# Compute Forgetting Factor Required for Streaming Input Data

This example shows how to use the `fixed.forgettingFactor` and `fixed.forgettingFactorInverse` functions.

The growth in the QR decomposition can be seen by looking at the magnitude of the first element $R\left(1,1\right)$of the upper-triangular factor $R$, which is equal to the Euclidean norm of the first column of matrix $A$,

$|R\left(1,1\right)|=||A\left(:,1\right)|{|}_{2}$ .

To see this, create matrix $A$ as a column of ones of length $n$ and compute $R$ of the economy-size QR decomposition.

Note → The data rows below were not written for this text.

PR #1417, opened 2022-10-05
Add TGS Options to TGS Requests

aconite33:
This PR adds the ability to add specific flags to the TGS request so that the default (`forwardable, renewable, renewable_ok, canonicalize`) will not be finger printable by using the Impacket tool. During a recent Purple Team engagement, we were able to identify that Impacket does not follow the current [Windows convention](https://learn.microsoft.com/en-us/windows/security/threat-protection/auditing/event-4769) for ticket options on TGS requests. By allowing this PR, operators are able to adjust their TGS options to blend in with regular occurring TGS requests.

This also reflects the options available in the [Rubeus](https://github.com/GhostPack/Rubeus) tool, specifically the `/flags` option.

An example of the default impacket ticket:

image

An example of using only the `renewable` option:

image

An example of using the new KRBTGSFLAGS environmental variable for setting specific flags:

```
(impacket) user1@default:~/Downloads/impacket$ export KRBTGSFLAGS="renewable"
(impacket) user1@default:~/Downloads/impacket$ smbclient.py -k -no-pass dc01.example.local -debug
Impacket v0.10.1.dev1+20220720.103933.3c6713e3 - Copyright 2022 SecureAuth Corporation

[+] Impacket Library Installation Path: /home/user1/.local/share/virtualenvs/impacket-Ijjg6-pN/lib/python3.8/site-packages/impacket-0.10.1.dev1+20220720.103933.3c6713e3-py3.8.egg/impacket
[+] Using Kerberos Cache: Administrator@dc01.example.local.ccache
[+] Domain retrieved from CCache: EXAMPLE.LOCAL
[+] SPN CIFS/EXAMPLE.LOCAL@EXAMPLE.LOCAL not found in cache
[+] AnySPN is True, looking for another suitable SPN
[+] Returning cached credential for KRBTGT/EXAMPLE.LOCAL@EXAMPLE.LOCAL
[+] Using TGT from cache
[+] Username retrieved from CCache: Administrator
[+] Trying to connect to KDC at EXAMPLE.LOCAL
# exit
```

Another example for multiple options would be:

```
(impacket) user1@default:~/Downloads/impacket$ export KRBTGSFLAGS="renewable,forwardable"
```

Exporting this environmental variable should work for any current impacket tool (`wmiexec.py`, `smbclient.py`, `smbexec.py`, `dcomexec.py`, `psexec.py`, etc.). We have not tested all scenarios.

Additionally, it may be advisable to change the default ticket options to only have `renewable`, so that the default options will not be the finger print of the Impacket tool.

### DIFF
--- a/impacket/krb5/kerberosv5.py
+++ b/impacket/krb5/kerberosv5.py
@@ -20,6 +20,7 @@ import random
 import socket
 import struct
 
+from os import environ
 from pyasn1.codec.der import decoder, encoder
 from pyasn1.error import PyAsn1Error
 from pyasn1.type.univ import noValue, Sequence
@@ -352,7 +353,9 @@ def getKerberosTGT(clientName, password, domain, lmhash, nthash, aesKey='', kdcH
     return tgt, cipher, key, sessionKey
 
 def getKerberosTGS(serverName, domain, kdcHost, tgt, cipher, sessionKey):
-
+    tgsflags = [f for f in environ.get('KRBTGSFLAGS', "").split(',') if f]
+    if not tgsflags:
+        tgsflags = ['forwardable', 'renewable', 'renewable_ok', 'canonicalize']
     # Decode the TGT
     try:
         decodedTGT = decoder.decode(tgt, asn1Spec = AS_REP())[0]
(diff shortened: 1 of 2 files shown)


aconite33:
EDR's are now starting to pick on the detection for Impacket. Most notably, CrowdStrike and Windows ATP both alert when a tool used by Impacket that defaults to the 4 ticket options (`forwardable, renewable, renewable_ok, canonicalize`) instead of using the Windows Default (`renewable`).

aconite33:
Updated branch to statically add the Hostname when authenticating. This was previously only supplying the a dash `-` as the hostname. This was alerting EDRs to the fact that impacket was being used, and was being finger printed.

One lost is that the OPSEC of providing your local hostname to the Domain when authenticating, however gained is acting like a Windows OS so defensive tooling cannot identify that Impacket or any tool using the package will be detected.

PR #1421, opened 2022-10-07
Fix Space bug

S3cur3Th1sSh1t:
There is a bug when trying to use the parameter `--export-type` with the value `" PFX"` instead of just using the default option the Shadow Credential attack will not output any certificate, as `ldapattack.py` only checks for `"PFX"` without a space.

[ldapattack.py line 319](https://github.com/SecureAuthCorp/impacket/blob/master/impacket/examples/ntlmrelayx/attacks/ldapattack.py#L319)

Greetings


0xdeaddood:
Nice catch @S3cur3Th1sSh1t. Thanks for the PR, merging.

PR #1424, opened 2022-10-11
Add ldapshell dirsync/whoami

nurfed1:
Add support dirsync (https://simondotsh.com/infosec/2022/07/11/dirsync.html) and whoami in ldap shell

### DIFF
--- a/impacket/examples/ldap_shell.py
+++ b/impacket/examples/ldap_shell.py
@@ -628,6 +628,30 @@ class LdapShell(cmd.Cmd):
         except IndexError:
             return None
 
+    def do_whoami(self, line):
+        print(self.client.extend.standard.who_am_i())
+
+    def do_dirsync(self, line):
+        arguments = shlex.split(line)
+        if len(arguments) == 0:
+            raise Exception("A query is required.")
+
+        domain_dn = self.domain_dumper.root
+        sync_filter = arguments[0]
+        attributes = list(set(['name', 'sAMAccountName', 'objectsid'] + arguments[1:]))
+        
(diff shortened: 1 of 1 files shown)


blacklist-arcc:
any example usage of the command? want to check out this new feature in a live environment and not shure abount the correct parameters

blacklist-arcc:
Thanks for this nice feature - waiting for the merge =)
have already published an article about this: https://evait.medium.com/ntlm-relay-vs-laps-e2602331701e

mpgn:
@blacklist-arcc the concept of this attack with ntlmrelayx is dependant of NTLMv1 which need to be enabled on the DC not just NTLM as you describe on the article because of the `remove-mic` flag. This is a huge difference and if you have ntlmv1 you can just get the hash and crack it with crack.sh :)

blacklist-arcc:
I was not shure about the ntlmv1 because we could not test with ntlmv2 in this scenario - but good point, i will modify the article. Btw. crack.sh service is down for quite a while. We are considering to generate a rainbowtable for 112233...challanges for ourselves. Thanks for make this clearer to me!

mpgn:
Yep :) 

> relaying SMB to LDAP is not possible, because SMB sets a flag which requires messages to be signed with a session key

https://www.trustedsec.com/blog/practical-attacks-against-ntlmv1/

mpgn:
> We are considering to generate a rainbowtable for 112233...challanges for ourselves. 

that would be awesome to test if this is faisable yes

blacklist-arcc:
> > We are considering to generate a rainbowtable for 112233...challanges for ourselves.
> 
> that would be awesome to test if this is faisable yes

We found nothing on the internet that can be downloaded for this challange and the whole DES keyspace. Thanks for your help on this topic!

PR #1438, opened 2022-11-10
Updated rdp_check.py: Added exception block for s.connect((host,3389))

jnqpblc:
Added an exception block to capture socket connection failures.


jnqpblc:
Orphaned...

PR #1439, opened 2022-11-11
Quality of life improvements

RazzburyPi:
Multiple small quality of life improvements including:

ntlmrelayx
- writes certificates to file rather than outputting b64 to console
- improved ability to continue relaying to ADCS web enrollment endpoint in order to request multiple certificates for different users

smbclient
- Added ability to provide an output file that the smbclient mini shell will write commands and output to

secretsdump
- Added ability to skip dumping of SAM or SECURITY hives when performing remote operations
- Added ability to specify users to skip when dumping NTDS

PR #1440, opened 2022-11-14
Added more clear way to open file to write the b64 encoded user certificate.

666Danger-sudo:


anadrianmanrique:
merged in #1439
Thanks

PR #1444, opened 2022-11-23
[Get-GPPPassword.py] Better handling of various XML files in Group Policy Preferences.

p0dalirius:
Better handling of various XML files in Group Policy Preferences.

For example in the older version, we would not see the runAs attribute of Scheduled tasks, we can see it now:
image

### DIFF
--- a/examples/Get-GPPPassword.py
+++ b/examples/Get-GPPPassword.py
@@ -20,7 +20,7 @@
 import argparse
 import base64
 import xml
-import chardet
+import charset_normalizer
 import logging
 import os
 import re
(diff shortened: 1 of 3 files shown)


ShutdownRepo:
The `setup.py`'s `install_requires` also seems to be missing `chardet`, making installing the package with `pip3 install` fail.

p0dalirius:
Fixed @ShutdownRepo :)

mxrch:
@p0dalirius @ShutdownRepo I don't think you should add `chardet` in addition to `charset-normalizer`, since the it has already replaced `chardet` in the Impacket codebase, surely because it seems better than chardet: https://pypi.org/project/charset-normalizer/ :)

PR #1449, opened 2022-12-05
Allow weak TLS ciphers for LDAP connections

AdrianVollmer:
In Python3.10, the default TLS cipher settings have been set to a more secure level. See: https://bugs.python.org/issue43998

The change makes sense for general users, but Impacket is regularly used to access old Windows computers that present certs signed using MD5 or don't support anything higher than TLSv1.0. Impacket users arguably care more about exploiting weaknesses than requiring super secure TLS settings, so this patch lowers the cipher settings to the lowest value. This is in line with the current behavior of not validating certificates at all.

Note that this will not help if the TLS handshake fails due to certificate issues until this bug is fixed in ldap3: https://github.com/cannatag/ldap3/pull/1067

### DIFF
--- a/examples/addcomputer.py
+++ b/examples/addcomputer.py
@@ -148,7 +148,7 @@ class ADDCOMPUTER:
             connectTo = self.__targetIp
         try:
             user = '%s\\%s' % (self.__domain, self.__username)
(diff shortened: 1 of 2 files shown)


anadrianmanrique:
For the record, ldap3 ntlm authentication seems to be kind of broken in python3.10 ( https://github.com/cannatag/ldap3/issues/1051 )

Issue #1448, opened 2022-12-04
secretsdump implementation with dissect.esedb


maaaaz:
Hello @dirkjanm,

Now that [`dissect` module is open-source](https://github.com/fox-it/dissect), what about publishing that exciting [`secretsdump` code reimplementation improvement](https://twitter.com/_dirkjan/status/1202942406984916992) ?

Cheers !

dirkjanm:
I think @schamper has a working implementation for that available. The problem is that dissect is is licensed under a GPL-like license, which means any code is impossible to merge into impacket license wise.

Schamper:
Unfortunately @dirkjanm indeed pointed that out to me when we open-sourced it. I'm trying to get a less restrictive license on some of the dissect modules but that's not done in a day... :)

Would monkeypatching impacket from `dissect.esedb` be allowed with these licenses? E.g. a script in `dissect.esedb` that simply calls secretsdump with some patched modules? Otherwise I'd be able to get that sorted pretty quickly.

dirkjanm:
As far as I'm aware you're free to use any impacket code under its apache2 license in your AGPL project yes.

Schamper:
Actually got the license change through sooner than expected! See https://github.com/fox-it/dissect.esedb/pull/12, I'll create a PR for impacket as soon as there's a stable release!

maaaaz:
Guys, you rock.

Schamper:
That merge request is taking a long time so in the meantime I've merged the shim in `dissect.esedb` itself. You can currently start using that by installing the pre-release, but it should make its way to the next stable release in a week or so:

```bash
pip install --upgrade --pre dissect.esedb
python -m dissect.esedb.tools.impacket /path/to/impacket/examples/secretsdump.py -h
```

PR #1452, opened 2022-12-20
Add dissect.esedb compatibility to secretsdump

Schamper:
See #1448. I'm not sure how tightly integrated you'd want this to be in impacket, so I opted for a simple compatibility shim. This can of course be changed to a full replacement of the existing ESE implementation.

@dirkjanm

### DIFF
--- a/impacket/examples/secretsdump.py
+++ b/impacket/examples/secretsdump.py
@@ -102,6 +102,45 @@ try:
     from pyasn1.codec.der import encoder, decoder
 except ImportError:
     LOG.critical('This module needs pyasn1 installed')
+try:
+    from dissect.esedb import EseDB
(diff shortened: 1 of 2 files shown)


Paradoxis:
Is there any plans of adding this in the near future? Secretsdump is painfully slow in large scale environments and this would be a real improvement

almandin:
Can confirm that using esedb from dissect can handle very large NTDS, I parse multi-GB NTDS files with [ntdsdotsqlite](https://github.com/almandin/ntdsdotsqlite). Last time I checked I parsed a 7GB NTDS file in like 6/7 minutes (even though it extracts everything : groups, users, computers, domains, orga. units etc...).

PR #1458, opened 2023-01-11
[ntlmrelayx] SID Bruteforce over SMB

zblurx:
This PR will add domain enumeration through SID bruteforce in ntlmrelayx.
This allows to retrieve a list of valid users with ntlmrelay via SMB authentication, and by targeting any domain joined machine.

image

### DIFF
--- a/examples/ntlmrelayx.py
+++ b/examples/ntlmrelayx.py
@@ -148,6 +148,7 @@ def start_servers(options, threads):
         c.setExeFile(options.e)
         c.setCommand(options.c)
         c.setEnumLocalAdmins(options.enum_local_admins)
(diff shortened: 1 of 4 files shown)


jsdhasfedssad:
Hi,

I tested this and according to the the output authentication is successful and bruteforce is iniated but then nothing more happens. 10.0.0.200 is the primary DC running Windows Server 2019 and 10.0.0.210 is a domain-joined Windows 10 machine.

Any idea what is going on?

Thanks!

bruteforce1

zblurx:
Thank you for testing. SMB relay does not work against server with SMB signing required, like domain controller. You should try against server / workstation without SMB signing required.

zblurx:
Any update ?

PR #1804, opened 2024-09-03
add "ordereddict" to requirements.txt

NtAlexio2:
This PR adds `ordereddict` module to requirements in order to references [here](https://github.com/fortra/impacket/blob/master/impacket/dcerpc/v5/dcom/wmi.py#L66) (wmi.py) and [here](https://github.com/fortra/impacket/blob/master/impacket/ese.py#L38) (ese.py)


exploide:
Does this make sense? `OrderedDict` is part of the standard library since Python 2.7. I think the try-except compatibility import of the `ordereddict` package is only to support ancient Python < 2.7.

Given that `setup.py` lists impacket being compatible with Python 3.8+ only, I think it would make sense to drop the `ordereddict` compatibility import instead and just use `from collections import OrderedDict` everywhere.

NtAlexio2:
@exploide Thanks for reminder! I'll apply required changes and change title 👍

NtAlexio2:
@anadrianmanrique could you check this please?

anadrianmanrique:
merging, thanks!

PR #1822, opened 2024-10-01
Update httprelayserver.py - re-encode username and domain

cauan:
utf-16le encode authenticateMessage['domain_name', 'user_name'] when ascii encoded to improve compatibility with other such as  outputToJohnFormat which expect those parameters to be encoded as utf-16le.

At the moment it is generating broken dumps when users/domain is encoded as ascii.

image


anadrianmanrique:
@cauan, is the issue still present after #1859 ?

PR #1828, opened 2024-10-07
support minor versions of pyOpenSSL 24

dharnitski:
pyOpenSSL>=24.0.0,<25.0.0


anadrianmanrique:
constraint has been removed in the context of #2042.
thanks

Issue #1315, opened 2022-05-09
ntlmrelayx.py UPN usernames support


ghost:
`ntlmrelayx.py` currently does not properly support usernames in UPN format if used in SOCKS-mode. To reproduce, start `ntlmrelayx.py` in SOCKS-mode as follows:

```
$ ntlmrelayx.py -smb2support -t 192.168.1.1 -socks
```

Then use `curl` to authenticate using credentials in UPN format:

```
$ curl -u 'user1@lab:password' --ntlm 'http://127.0.0.1'
```

`ntlmrelayx.py` will authenticate to the targeted SMB server successfully:

```
[*] HTTPD(80): Client requested path: /
[*] HTTPD(80): Connection from 127.0.0.1 controlled, attacking target smb://192.168.1.1
[*] HTTPD(80): Client requested path: /
[*] HTTPD(80): Authenticating against smb://192.168.1.1 as /USER1@LAB SUCCEED
[*] SOCKS: Adding /USER1@LAB@192.168.1.1(445) to active SOCKS connection. Enjoy
```

Using an empty domain with a username in UPN format in a NTLM authenticate packet is supported in a standard Windows AD environment, so the authentication is successful. However, the SOCKS-connection cannot be used in conjunction with other example scripts from Impacket, because the username is specified as `/USER1@LAB` instead of the regular format `LAB/USER1`:

```
ntlmrelayx> socks
Protocol  Target        Username    AdminStatus  Port·
--------  ------------  ----------  -----------  ----
SMB       192.168.1.1  /USER1@LAB  FALSE        445
```

For example, trying to use `smbclient.py` together with `proxychains` configured to use the SOCKS proxy:

```
$ proxychains smbclient.py -no-pass 'lab/user1@192.168.1.1'
```

`ntlmrelayx.py` outputs that no session for the user was found:

```
[-] SOCKS: No session for LAB/USER1@192.168.1.1(445) available
```

I did not find a way to specify the username in UPN format using `smbclient.py` or other Impacket example scripts, so that the SOCKS connection can be used.

The same happens when initially connecting using SMB instead of HTTP.

### Configuration
impacket version:  Impacket v0.10.1.dev1+20220504.120002.d5097759
Python version:  3.9.2
Target OS:  Linux

PR #1316, opened 2022-05-09
ntlmrelayx: support upn format + oem encoding

ghost:
As described in #1315, `ntlmrelayx.py` in SOCKS-mode currently does not work together with usernames in UPN format.
This pull request converts usernames in UPN formats (`user1@domain`) to a format compatible with Impacket (`domain/user1`), before they are added to the active SOCKS connections.

While implementing this, I noticed that if NTLM is negotiated using OEM encoding instead of Unicode (`NTLMSSP_NEGOTIATE_OEM`), the username is currently encoded wrongfully using ASCII-encoding. This fails when certain characters are used in usernames (umlauts like ä,ü,ö for example). I changed the encoding to use the most used Windows codepage in this case.

Fixes #1315

PR #1833, opened 2024-10-11
ntlmrelayx: support upn format + oem encoding

rtpt-alexanderneumann:
This is a followup PR for https://github.com/fortra/impacket/pull/1316 (since @rtpt-lucasvater leaves the company) and I'm taking over for him. Original text:

As described in https://github.com/fortra/impacket/issues/1315, `ntlmrelayx.py` in SOCKS-mode currently does not work together with usernames in UPN format.

This pull request converts usernames in UPN formats (`user1@domain`) to a format compatible with Impacket (`domain/user1`), before they are added to the active SOCKS connections.

While implementing this, I noticed that if NTLM is negotiated using OEM encoding instead of Unicode (`NTLMSSP_NEGOTIATE_OEM`), the username is currently encoded wrongfully using ASCII-encoding. This fails when certain characters are used in usernames (umlauts like ä,ü,ö for example). I changed the encoding to use the most used Windows codepage in this case.

Fixes https://github.com/fortra/impacket/issues/1315

### DIFF
--- a/impacket/examples/ntlmrelayx/servers/httprelayserver.py
+++ b/impacket/examples/ntlmrelayx/servers/httprelayserver.py
@@ -360,13 +360,7 @@ class HTTPRelayServer(Thread):
             elif messageType == 3:
                 authenticateMessage = ntlm.NTLMAuthChallengeResponse()
                 authenticateMessage.fromString(token)
-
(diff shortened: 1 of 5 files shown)


anadrianmanrique:
Great PR! thanks @rtpt-alexanderneumann , merging now

PR #1834, opened 2024-10-11
Fix SMB2 compoud response signing

jborean93:
Fix the signing the logic when responding with an SMB2 compount response. The signature will include the padding of each compound element and include the next offset value before signing the data.

The current logic was adding the signature but before it set the `NextCommand` entry and it did not include any of the padding added between each compound entry. By delaying the signing until after the compound entries are build we can ensure that the signatures are generated correctly so the client can verify them.

The padding data must be included in the signature as per MS-SMB2 https://learn.microsoft.com/en-us/openspecs/windows_protocols/ms-smb2/a3e9ea1e-53c8-4cff-94bd-d98fb20417c0

> If the message is part of a compounded chain, any padding at the end of the message MUST be used in the hash computation

### DIFF
--- a/impacket/smbserver.py
+++ b/impacket/smbserver.py
@@ -4403,10 +4403,11 @@ class SMBSERVER(socketserver.ThreadingMixIn, socketserver.TCPServer):
         packet['SecurityFeatures'] = m.digest()[:8]
         connData['SignSequenceNumber'] += 2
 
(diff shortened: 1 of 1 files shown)


jborean93:
That's a good point, I'll update the code to always pad each compound message including the last one to align with the SHOULD in the docs.

gabrielg5:
Awesome!
Thank you!!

```n = 1e4; A = ones(n,1);```

Then $|R\left(1,1\right)|=||A\left(:,1\right)|{|}_{2}=\sqrt{\sum _{i=1}^{n}{1}^{2}}=\sqrt{n}$.

`R = fixed.qlessQR(A)`
```R = 100.0000 ```
`norm(A)`
```ans = 100 ```
`sqrt(n)`
```ans = 100 ```

The diagonal elements of the upper-triangular factor $R$ of the QR decomposition may be positive, negative, or zero, but `fixed.qlessQR` and `fixed.qrAB` always return the diagonal elements of $R$ as non-negative.

In a real-time application, such as when data is streaming continuously from a radar array, you can update the QR decomposition with an exponential forgetting factor $\alpha$ where $0<\alpha <1$. Use the `fixed.forgettingFactor` function to compute a forgetting factor $\alpha$ that acts as if the matrix were being integrated over $m$ rows to maintain a gain of about $\sqrt{m}$. The relationship between $\alpha$ and $m$ is $\alpha ={e}^{-1/\left(2m\right)}$.

```m = 16; alpha = fixed.forgettingFactor(m); R_alpha = fixed.qlessQR(A,alpha)```
```R_alpha = 3.9377 ```
`sqrt(m)`
```ans = 4 ```

If you are working with a system and have been given a forgetting factor $\alpha$, and want to know the effective number of rows $m$ that you are integrating over, then you can use the `fixed.forgettingFactorInverse` function. The relationship between $m$ and $\alpha$ is $m=\frac{-1}{2\mathrm{log}\left(\alpha \right)}$.